I have recently obtained some Illumina sequencing data (amplicon-seq) where each of the sequences that were amplified is characterised by a distinct (unique) barcode (an 8-mer).
With the help also from people here at Biostars, I collected the different barcodes. My question now is -if anyone has done it or has seen a paper that does this kind of analysis- the following:
If you do not know the barcodes beforehand, and, like me, you end up with, say, 5000 different 8mers. Obviously, some of them were very frequent and some not. However, my only way of approaching how to "decide" if the given 8nt combination I extracted is an actual barcode or not is to base it on frequency and qPCR integrations estimations.

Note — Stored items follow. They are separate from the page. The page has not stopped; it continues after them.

PR #3242, opened 2024-12-05
Remove wait-for-node-ready in GW and RA main

### LINKED ISSUE #3274: Add a “wait for node readiness” binary and image
Given that several binaries now offer “wait for node readiness” variant executions, it seems like it would be useful to move that to a single, separate, much simpler binary and use that in init containers.

tpantelis:
This is now handled by the separate await-node-ready binary.

Fixes https://github.com/submariner-io/submariner-operator/issues/3274


skitt (changes requested):
The commit message and PR description mention GW, but this only touches RA.

tpantelis:
> The commit message and PR description mention GW, but this only touches RA.

It changes the top-level _main.go_ as well.

skitt (approved):

skitt:
> > The commit message and PR description mention GW, but this only touches RA.
> 
> It changes the top-level _main.go_ as well.

So it does, I’m blind :roll_eyes:

skitt:
Ah, what misled me is that I thought this could remove `WaitForLocalNodeReady` entirely.

aswinsuryan (approved):

PR #3267, opened 2025-01-15
Add plural IP fields to EndpointSpec

tpantelis:
...that mirror the singular `HealthCheckIP`, `PrivateIP` and `PublicIP` fields to support dual-stack addresses. The singular fields are deprecated and remain to support backwards compatibility and migration with prior versions. Going forward only the plural fields will be used. Get/Set methods were added to `EndpointSpec` that handle the singular fields. On Get, if the plural field is empty then retrieve the singular field. On Set, if one of the specified IPs is IPv4 then set the corresponding singular field.


pkg/apis/submariner.io/v1/endpoint.go
```diff
@@ -102,3 +103,50 @@ func (ep *EndpointSpec) hasSameBackendConfig(other *EndpointSpec) bool {
...
+
+func (ep *EndpointSpec) SetHealthCheckIPs(ips ...string) {
+	ep.HealthCheckIPs, ep.HealthCheckIP = toIPArrayAndV4String(ips)
+}
+
+func (ep *EndpointSpec) GetPublicIPs() []string {
+	return fromArrayOrString(ep.PublicIPs, ep.PublicIP)
+}
+
+func (ep *EndpointSpec) SetPublicIPs(ips ...string) {
```
yboaron: overall code LGTM,
I have one minor comment,  since some of the fields (e.g Public IP) can be discovered at different timing maybe it makes sense to replace (or add new API) SetxxxIPs with UpdatexxIP (Update should call GetxxxIPs and update it if needed ) instead of having this logic in clients side

tpantelis: Sorry I'm not sure I follow what you mean...

yboaron: I'm sorry, I'll try to explain it by example ... 

Assuming the following use case for dual-stack case: 
A. public IPV4 address successfully discovered on t1
B. public IPV6 address only discovered on t2 

I thought it might be useful to have Update API (that will add  IP if it doesn't exist, we can use it in step B for example).

But on second thought since there is only single client (gateway) that will call this APIs we can have this logic at the gateway side.

yboaron (approved):

pkg/apis/submariner.io/v1/endpoint.go
tpantelis: I see - there may be cases where we need to set IPs atomically or piecemeal. Either way we can add/modify the helper functions as needed. The main point of these helpers is to hide the singular fields.

tpantelis:
I made `PrivateIPs` and `PublicIPs` optional as well to allow an older cluster to create an `Endpoint` with the legacy singular fields.

pkg/apis/submariner.io/v1/endpoint.go
skitt: This highlights that there’s a difference between the way the data is stored and how it’s used. Externally, the API could be `Set…IPv4`/`Set…IPv6` (with corresponding getters); that would make it explicit that the data structure only stores one IPv4 address and one IPv6 address.

(Incidentally, there’s currently nothing stopping a caller from storing two IPv4 addresses or two IPv6 addresses :wink:.)

tpantelis: OK I changed the getters to retrieve the singular IP for an IP family. The family is passed as a parameter as, after looking at usages, I think that's going to be more natural/easier rather than separate functions for each family. The setters add the address if not already present to ensure there's only one per family.

skitt (approved):

PR #3279, opened 2025-01-19
Gateway - use endpoint set private, public and healthcheck IPs

yboaron:
This PR :
- updates gateway code to use endpoint SetHealthCheckIP ,SetPrivateIP and SetPublicIP.
- add placeholders for IPV6 public,private and healthcheck IPs.


pkg/endpoint/local_endpoint.go
```diff
@@ -171,42 +174,67 @@ func GetLocalSpec(ctx context.Context, submSpec *types.SubmarinerSpecification,
...
-	publicIP, resolver, err := getPublicIP(submSpec, k8sClient, backendConfig, airGappedDeployment)
-	if err != nil {
-		return nil, errors.Wrap(err, "could not determine public IP")
+	for _, privateIP := range privateIPs {
+		endpointSpec.SetPrivateIP(privateIP)
 	}
 
-	logger.Infof("Obtained local endpoint public IP %q using resolver %q", publicIP, resolver)
+	endpointSpec.CableName = fmt.Sprintf("submariner-cable-%s-%s", submSpec.ClusterID,
+		strings.ReplaceAll(endpointSpec.GetPrivateIP(k8snet.IPv4), ".", "-"))
```
tpantelis, line 186: What if there's no IPv4 private IP? Why don't we just omit the private IP from the cable name?

pkg/endpoint/local_ip.go
```diff
@@ -37,3 +39,15 @@ func GetLocalIPForDestination(dst string) string {
 func GetLocalIP() string {
 	return GetLocalIPForDestination("8.8.8.8")
 }
+
+func GetLocalIPs(ipFamilies []v1.IPFamily) []string {
```
tpantelis: Since there can be at most 2 families:

```suggestion
func GetLocalIPs(ipFamilies [2]v1.IPFamily) []string {
```

pkg/endpoint/public_ip.go
```diff
@@ -63,6 +64,27 @@ func getPublicIPResolvers() string {
...
+	var publicIPs []string
+	var errs []error
+
+	for _, family := range submSpec.GetIPFamilies() {
+		if family == corev1.IPv4Protocol {
+			publicIP, resolver, err := getPublicIP(submSpec, k8sClient, backendConfig, airGapped)
+			if err != nil {
+				errs = append(errs, errors.Wrap(err, "could not determine public IP"))
+			} else {
+				logger.Infof("Obtained local endpoint public IP %q using resolver %q", publicIP, resolver)
```
tpantelis: The `PublicIPWatcher` should call this function as well so logging here would fill up the log over time. I think we should keep using `getPublicIP` but pass in the `IPFamily`. Then the `PublicIPWatcher` would be:

```
for _, family := range p.config.SubmSpec.GetIPFamilies() {
    publicIP, resolver, err := getPublicIP(p.config.SubmSpec, p.config.K8sClient, localEndpointSpec.BackendConfig, false)
    if err != nil {
        logger.Warningf("Could not determine public IP of the gateway node %q for IP family %v: %v", localEndpointSpec.Hostname, family, err)
	return
    }

    if localEndpointSpec.GetPublicIP(family) != publicIP {
        logger.Infof("Public IP for IP family %v changed for the Gateway, updating the local endpoint with public IP %q obtained from resolver %q", family, publicIP, resolver)
        localEndpointSpec.SetPublicIP(publicIP)
    }
}

if err := p.updateLocalEndpoint(localEndpointSpec); err != nil {
    logger.Error(err, "Error updating the public IPs for local endpoint")
}
```

pkg/types/types.go
```diff
@@ -50,3 +51,11 @@ type SubmarinerSpecification struct {
 	HealthCheckMaxPacketLossCount int
 	MetricsPort                   int `default:"32780"`
 }
+
+func (subSpec *SubmarinerSpecification) GetIPFamilies() []v1.IPFamily {
```
tpantelis: I think we should use the `k8snet.IPFamily` enum to be consistent with the `Endpoint` methods to avoid potentially having to translate between the two later.

Also there can be at most 2 families so we can make that explicit.

```suggestion
func (subSpec *SubmarinerSpecification) GetIPFamilies() [2]k8snet.IPFamily {
```

tpantelis (changes requested):

pkg/endpoint/local_endpoint.go
yboaron: Yes, we need to address this issue when we support IPv6/dual-stack, at the moment I didn't want to remove/change the IPv4 address from the cable name, because I'm not sure if that address is being used.

Anyway, even with this PR we still assume that only IPv4 is currently supported

pkg/endpoint/public_ip_watcher.go
```diff
@@ -65,26 +66,39 @@ func (p *PublicIPWatcher) Run(stopCh <-chan struct{}) {
...
 
-		if err := p.updateLocalEndpoint(publicIP); err != nil {
+	for _, publicIP := range publicIPs {
+		if (k8snet.IPFamilyOfString(publicIP) == k8snet.IPv4) && (publicIP != localEndpointSpec.GetPublicIP(k8snet.IPv4)) {
+			publicIpsChanged = true
+		}
+
+		if (k8snet.IPFamilyOfString(publicIP) == k8snet.IPv6) && (publicIP != localEndpointSpec.GetPublicIP(k8snet.IPv6)) {
+			publicIpsChanged = true
+		}
```
tpantelis, line 78: I think this code is simplified if it loops over the families and passes it to `getPublicIP` as I suggested in my code snippet.  This also avoids the `logPublicIP` flag which seems awkward.

tpantelis (changes requested):

pkg/endpoint/local_endpoint.go
```diff
@@ -171,42 +174,67 @@ func GetLocalSpec(ctx context.Context, submSpec *types.SubmarinerSpecification,
...
+	publicIPs, err := getPublicIPs(submSpec, k8sClient, backendConfig, airGappedDeployment, true)
+
+	if len(publicIPs) == 0 && err != nil {
```
tpantelis: Why is this checking `len(publicIPs)` here? If an error was returned with non-empty publicIPs then the code would proceed and silence the error. Perhaps the intention is to proceed if some IP was returned but I think it should fail if any errors occurs.

pkg/endpoint/local_endpoint.go
```diff
@@ -171,42 +174,67 @@ func GetLocalSpec(ctx context.Context, submSpec *types.SubmarinerSpecification,
...
 		// When globalnet is enabled, HealthCheckIP will be the globalIP assigned to the Active GatewayNode.
 		// In a fresh deployment, globalIP annotation for the node might take few seconds. So we listen on NodeEvents
 		// and update the endpoint HealthCheckIP (to globalIP) in datastoreSyncer at a later stage. This will trigger
 		// the HealthCheck between the clusters.
-		cniIface, err := cni.Discover(submSpec.ClusterCidr)
-		if err != nil {
-			return nil, fmt.Errorf("error getting CNI Interface IP address: %w."+
-				"Please disable the health check if your CNI does not expose a pod IP on the nodes", err)
+		healthcheckIPs, err := getHealthCheckIPs(submSpec)
+		if len(healthcheckIPs) == 0 && err != nil {
```
tpantelis: Same comment as above wrt publicIPs.

tpantelis (changes requested):

pkg/endpoint/local_endpoint.go
```diff
@@ -171,42 +174,67 @@ func GetLocalSpec(ctx context.Context, submSpec *types.SubmarinerSpecification,
...
 	}
 
-	logger.Infof("Obtained local endpoint public IP %q using resolver %q", publicIP, resolver)
+	endpointSpec.CableName = fmt.Sprintf("submariner-cable-%s-%s", submSpec.ClusterID,
+		strings.ReplaceAll(endpointSpec.GetPrivateIP(k8snet.IPv4), ".", "-"))
+	publicIPs, err := getPublicIPs(submSpec, k8sClient, backendConfig, airGappedDeployment)
+
+	if len(publicIPs) == 0 {
+		return nil, errors.Wrap(err, "could not determine public IP")
+	}
```
tpantelis: Again this silences the error if there's only one family that had a failure. It should fail if any error occurs. Also we don't need `getPublicIPs` - use `getPublicIP` and pass in the family as should the watcher:

```
    publicIP, resolver, err := getPublicIP(family, submSpec, k8sClient, backendConfig, airGappedDeployment)
    if err != nil {
        return nil, errors.Wrapf(err, "could not determine public IP for IP family %v", family)
    }

    logger.Infof("Obtained local endpoint public IP %q using resolver %q for family %v", publicIP, resolver, family)

    endpointSpec.SetPublicIP(publicIP)
}

```

pkg/endpoint/local_endpoint.go
```diff
@@ -171,42 +174,67 @@ func GetLocalSpec(ctx context.Context, submSpec *types.SubmarinerSpecification,
...
 		// In a fresh deployment, globalIP annotation for the node might take few seconds. So we listen on NodeEvents
 		// and update the endpoint HealthCheckIP (to globalIP) in datastoreSyncer at a later stage. This will trigger
 		// the HealthCheck between the clusters.
-		cniIface, err := cni.Discover(submSpec.ClusterCidr)
-		if err != nil {
-			return nil, fmt.Errorf("error getting CNI Interface IP address: %w."+
-				"Please disable the health check if your CNI does not expose a pod IP on the nodes", err)
+		healthcheckIPs, err := getHealthCheckIPs(submSpec)
+		if len(healthcheckIPs) == 0 {
+			return nil, errors.Wrap(err, "could not determine healthcheck IP")
```
tpantelis: Similar to public IPs above (pass in the family):

```
    healthcheckIP, err := getHealthCheckIP(family, submSpec)
    if err != nil {
        return nil, errors.Wrapf(err, "could not determine health check IP for IP family %v", family)
    }

    endpointSpec.SetHealthCheckIP(healthcheckIP)
}
```

pkg/endpoint/local_endpoint.go
```diff
@@ -171,42 +174,67 @@ func GetLocalSpec(ctx context.Context, submSpec *types.SubmarinerSpecification,
...
+					"Please disable the health check if your CNI does not expose a pod IP on the nodes", err))
+			} else {
+				healthCheckIPs = append(healthCheckIPs, cniIface.IPAddress)
+			}
+		} // TODO_IPV6: add V6 healthcheck IP
+	}
+
+	return healthCheckIPs, errors.Wrap(k8serrors.NewAggregate(errs), "getHealthCheckIPs failed")
+}
+
```
tpantelis:
```suggestion
func getHealthCheckIP(family k8snet.IPFamily, submSpec *types.SubmarinerSpecification) (string, error) {
	switch family {
	case k8snet.IPv4:
		cniIface, err := cni.Discover(submSpec.ClusterCidr)
		if err != nil {
			return "", errors.Wrapf(err, "error getting CNI Interface IP address."+
				"Please disable the health check if your CNI does not expose a pod IP on the nodes")
		}

		return cniIface.IPAddress, nil
	case k8snet.IPv6:
		// TODO_IPV6: add V6 healthcheck IP
	}

	return "", nil
}
```

pkg/endpoint/local_endpoint.go
```diff
@@ -171,42 +174,67 @@ func GetLocalSpec(ctx context.Context, submSpec *types.SubmarinerSpecification,
...
 		Subnets:       localSubnets,
 		Backend:       submSpec.CableDriver,
 		BackendConfig: backendConfig,
 	}
 
-	publicIP, resolver, err := getPublicIP(submSpec, k8sClient, backendConfig, airGappedDeployment)
-	if err != nil {
-		return nil, errors.Wrap(err, "could not determine public IP")
+	for _, privateIP := range privateIPs {
+		endpointSpec.SetPrivateIP(privateIP)
```
tpantelis: Instead if `GetLocalIPs` above, we should simplify and pass in the family to `GetLocalIP`. 

```suggestion
        for _, family := range submSpec.GetIPFamilies() {
            endpointSpec.SetPrivateIP(GetLocalIP(family))
        }
```

pkg/endpoint/public_ip_watcher.go
```diff
@@ -63,28 +64,44 @@ func (p *PublicIPWatcher) Run(stopCh <-chan struct{}) {
...
+				if publicIP != localEndpointSpec.GetPublicIP(k8snet.IPv4) {
+					publicIPsChanged = true
+
+					logger.Infof("Public IPv4 changed for the Gateway, updating the local endpoint with public IP %q obtained from resolver %q",
+						publicIP, resolver)
+				}
+
+				publicIPs = append(publicIPs, publicIP)
+			}
+		} // TODO_IPV6: add getPublicIPV6
```
tpantelis: Again, this is simplified and consistent if we keep the family-specific logic in one place (`getPublicIP`). 

```suggestion
	        publicIP, resolver, err := getPublicIP(family, p.config.SubmSpec, p.config.K8sClient, localEndpointSpec.BackendConfig, false)
		if err != nil {
		    logger.Warningf("Could not determine public IP for family %v of the gateway node %q: %v", family, localEndpointSpec.Hostname, err)
		    continue
		} 
		
		if publicIP != localEndpointSpec.GetPublicIP(family) {
		   publicIPs = append(publicIPs, publicIP)
		   
		   logger.Infof( "Public IP for family %v changed for the Gateway, updating the local endpoint with public IP %q obtained from resolver %q", family, publicIP, resolver)
		}
```

pkg/endpoint/public_ip_watcher.go
```diff
@@ -63,28 +64,44 @@ func (p *PublicIPWatcher) Run(stopCh <-chan struct{}) {
...
 	}
 
-	if localEndpointSpec.PublicIP != publicIP {
-		logger.Infof("Public IP changed for the Gateway, updating the local endpoint with public IP %q obtained from resolver %q",
-			publicIP, resolver)
+	if publicIPsChanged {
+		logger.Infof("Public IPs changed for the Gateway, updating the local endpoint with public IPs %q", publicIPs)
```
tpantelis: We don't need the `publicIPsChanged` flag if `publicIPs` only contains IPs that changed. Also we already logged any changes above.

```suggestion
	if len(publicIPs) > 0 {
```

tpantelis (changes requested):

pkg/endpoint/local_endpoint.go
yboaron: > Again this silences the error if there's only one family that had a failure. It should fail if any error occurs

Hmm, not 100% sure about that, 
So, in case one family failed in a dual-stack case, you think we should fail the gateway and not continue with the one that succeeded, right?

tpantelis: Not entirely sure but currently that's the behavior with just IP4 and would be the behavior with just IPv6. What would/should be the overall behavior in the GW if some aspect(s) of IPv6 failed in dual-stack? Would some features be available but not others (eg maybe we're able get a private IP but not a public one)? Or do we somehow disable IPv6 support across the board but continue with IPv4?

tpantelis (approved):

dfarrell07 (approved):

But is this actually correct? I will add 2 examples:
First cell line gave me 40 barcodes which had a frequency of 60,000 - 130,000. Then, then next one in line had a frequency of 1,500 for example. I then said, "ok, since the drop from 60,000 to 1,500 is very big, probably all 8mers with frequency less than 60,000 are PCR artifacts. Do you think this is correct? I mean, I would like to see if there is some kind of publication where they describe how to select/set cut-offs.
Another experiment was more ambiguous, since there the frequency of the barcodes was dropping out "smoothly", like 100,000 - 90,000 ... 10,000, 8,000 ... So no huge jump. What do you do there then?
Any help/idea/publication that you might have come across would be of valuable help!